The defendant argued it was likely the claimant would in the future need to move to an institutional care environment. This would reduce the overall cost of the claimant’s care. The defendant argued they should have a right to vary the order should this situation arise to reduce their payments, which would ultimately be a benefit to the public purse.  

The judge agreed with the defendant and used his discretion to make a variable order.

The personal injury trust

A more interesting aspect of the judgment is perhaps the argument advanced by the claimant that she should be awarded the cost of setting up and running a personal injury trust (PIT). A PIT would provide protection and security for the funds awarded in damages. The claimant argued she was vulnerable to financial exploitation because of her mental health and that a trust would place a shield between her and the money.

A PIT is routinely awarded by the courts when a claimant lacks capacity. In this case the claimant did have capacity, but there were concerns about her ability to manage money. Both experts agreed that the claimant was at risk of “getting into the kind of interpersonal relationship in which she is vulnerable to exploitation by an intimate or dependent”.

It was submitted that the usual form of a PIT is as a bare trust which is described as: "one where property is vested in one person on trust for another, but where the trustee owes no active duties arising from his status as trustee. His sole duty is to convey the trust property as the beneficiary directs him.”

Therefore, as the claimant was found to have capacity, the trustees would have extremely limited duties over the trust. The trustees would be powerless to prevent the claimant from spending her money in any way that she chose.

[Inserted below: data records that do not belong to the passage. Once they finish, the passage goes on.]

PR #2507, opened 2021-01-04
Add fallback values for GitVersionFileExe and GitVersionAssemblyFile

### LINKED ISSUE #2502: [Bug] Build with GitVersion.MsBuild fails because GitVersionFileExe is not set
Because _GitVersionTask_ seems to be deprecated, I have switched to the _GitVersion.MsBuild_ package. However, the build of my netstandard2.1 library fails with the message

> C:\Users\Thomas\.nuget\packages\gitversion.msbuild\5.6.1\tools\GitVersion.MsBuild.targets(3,38): error MSB4022: The result "" of evaluating the value "$(GitVersionAssemblyFile)" of the "AssemblyFile" attribute in element <UsingTask> is not valid. [C:\priv\GitVersionMsBuildIssue\src\DemoLib\DemoLib.csproj]

I have noticed that in `GitVersion.MsBuild.props`, `GitVersionFileExe` and `GitVersionAssemblyFile` are not set when the target framework is _netstandard2.1_. See https://github.com/GitTools/GitVersion/blob/69431b40003b07c1ad0b679eabeb5d1ada531901/src/GitVersion.MsBuild/msbuild/tools/GitVersion.MsBuild.props#L19-L32

I've fixed it on my local machine by adding following fallback:

```xml
<PropertyGroup Condition="'$(GitVersionFileExe)' == ''">
    <GitVersionFileExe>dotnet $(MSBuildThisFileDirectory)netcoreapp3.1/gitversion.dll</GitVersionFileExe>
    <GitVersionAssemblyFile>$(MSBuildThisFileDirectory)netcoreapp3.1/GitVersion.MsBuild.dll</GitVersionAssemblyFile>
</PropertyGroup>
```

I have created a repo to reproduce the issue at https://github.com/thoemmi/GitVersionMsBuildIssue

This fixed the build. However, on every build a _gitversion.json_ file is generated in each project folder, which is really annoying. Is there another MsBuild property required to supress that?

Regarding the deprecation of _GitVersionTask_: The documentation for [MSBuild Task](https://gitversion.net/docs/usage/msbuild-task) still mentions the _GitVersionTask_ package.

ermshiperete:
This fixes #2502.

### DIFF
--- a/src/GitVersion.MsBuild/msbuild/tools/GitVersion.MsBuild.props
+++ b/src/GitVersion.MsBuild/msbuild/tools/GitVersion.MsBuild.props
@@ -32,6 +32,9 @@
     </PropertyGroup>
 
     <PropertyGroup>
+        <GitVersionFileExe Condition="'$(GitVersionFileExe)' == ''">dotnet $(MSBuildThisFileDirectory)netcoreapp3.1/gitversion.dll</GitVersionFileExe>
+        <GitVersionAssemblyFile Condition="'$(GitVersionAssemblyFile)' == ''">$(MSBuildThisFileDirectory)netcoreapp3.1/GitVersion.MsBuild.dll</GitVersionAssemblyFile>
+
         <DisableGitVersionTask Condition=" '$(DisableGitVersionTask)' == '' ">false</DisableGitVersionTask>
 
         <!-- Property that enables WriteVersionInfoToBuildLog -->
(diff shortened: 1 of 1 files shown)


arturcic:
will this work for net5.0-windows?

ermshiperete:
> will this work for net5.0-windows?

Good question. It will work if .NET Core 3.1 is installed, but if it isn't installed (and you run into the bug in #2502) it probably won't work.

arturcic:
Closing in favor of #2521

The claimant also argued that the court had a positive duty to protect the vulnerable and Rabone v Pennine Healthcare [2012] was cited as the authority for this. They argued the court had a duty to protect the claimant from the risk of suicide and this duty should be discharged by requiring the defendant to pay for the PIT.

On considering the facts, judge Bird did determine that the risk of suicide was both real and immediate. However, the judge determined that the duty of protection did not arise. This was because Rabone held, that even the presence of a real and immediate risk to life is not sufficient for the operational duty to arise. Judge Bird also took into consideration the following factors:

  • That the claimant was not under direct supervision of the state, defendant, or court. She is not an in-patient, and not a protected party.
  • Although the claimant is vulnerable, she has support and takes advice from family
  • That the risk of the claimant committing suicide is, on the evidence, not a high risk.
  • That the risk of suicide had not solely been created by the defendant’s negligence.

He went further and commented that even if the question of protection arose that the duty had been discharged. Even if he was wrong about this, there were no reasonable steps the court or the defendant should be required to take to deal with the risk. The judge was not persuaded by the claimant’s evidence to award a PIT and did not think such an order would address the risk faced by the claimant in any meaningful way.


This case reaffirms that the Court's obligation to protect does not arise when a claimant is vulnerable, but still has capacity. It was not appropriate to award a PIT in this scenario. As a result, defendants and their insurers can be comfortable that for now, until the law changes, the cost of a PIT will not be awarded where a claimant is found to have capacity.